The posted State Department notice cites two recent attacks.

On September 11, three women reportedly attacked a Mombasa police station with knives and petrol bombs, wounding two police officers, the travel warning said.

On October 27, it added, an assailant stabbed a police officer guarding the US Embassy compound.

“Violent and sometimes fatal crimes, including armed carjackings, muggings, home invasions and burglaries, and kidnappings can occur at any time,” the State Department warned.

“US citizens and US Embassy employees have been victims of such crimes in the past.”

-nation.co.ke

3 COMMENTS

  1. I feel for Kenya with all these ‘warnings’ because this goes right into the hands of the terrorists to disrupt Kenya’s tourism industry. What if there were warnings not to visit California in the United States because of what happened in San Bernardino, or not to visit Paris because what happened with Charlie Hebdo murders, or not to visit New York because of 911. Well, you see it doesn’t work the other way around. I suggest instead that if Kenya would accept help with securing its borders through high-tech monitoring systems such as unarmed drone patrols along the border and perhaps cracking down on illegal weapon imports (which everyone has known have been available in several areas of Nairobi for a long time–any Kenyan can tell you where weapons are usually sold on the underground market), perhaps these warnings would end. Regular Kenyan citizens who are not jihadists do not buy illegal weapons–just find out who does and get them in the act. Since Kenya can’t beat the State Dept. warnings, perhaps it’s time to get their technology and the technology that Kenya is itself developing to clear the way for better ratings.

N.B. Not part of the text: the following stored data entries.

PR #10499, opened 2022-01-21
feat(react,carbon-react): add unstable_FlexGrid

### LINKED ISSUE #10474: Add  component for flex grid backwards-compat

joshblack:
Closes #10474 

Add in `FlexGrid` component for a stable flexbox-based Grid implementation. The intention is that teams can keep using `FlexGrid`, `Row`, and `Column` components in v11 before moving to the CSS Grid-based implementation.

#### Changelog

**New**

- Add FlexGrid
- Add CSSGrid
- Add GridSettingsContext and associated setter, getter for the context

**Changed**

- Update Grid to toggle on FlexGrid and CSSGrid based on feature flag
- Update Column to toggle classes based on the current "grid mode"
- Move Grid stories to packages/react/src/components/Grid/next/*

    Of course drones should only under control of the govt., and this is not advocating armed drones of any kind. Guarantee of monitored borders might have been helpful in preventing the Garissa attack and other attacks along border areas near Somalia, since that attack involved border crossings. Kenya has to get out from under these ‘warnings’ though because it is a beautiful country and deserves better than this in terms of being able to attract visitors and tourists to visit and also for the money that tourism brings into the country and the best hotels, food, and service in the world as far as some of us are concerned. Of course everywhere in the world caution must be exercised and that is the point–Kenya is among many where caution must be exercised, including France, Belgium, Germany, U.S.A., and almost everywhere tourists go. But There are ways to circumvent and most of these countries would not hesitate to do so for the sake of safety. As a matter of fact, Kenya basically went to war with Somalia because of kidnappings and attacks on tourists and humanitarian workers within Kenya’s borders by Somali terror organizations. So, Kenya has done it’s part in many ways to protect tourists. Now it would be good for the U.S. to support efforts to secure the borders that are hard to secure. High-tech means could help.

    • The warnings have nothing to do with technology and monitoring of the border etc. The warnings are a standard responsibility the department of state takes to warn its citizens in order to ensure that if someone travels to a region and they are attacked the state department will not be blamed. So number one is covering someones behind at the State Department.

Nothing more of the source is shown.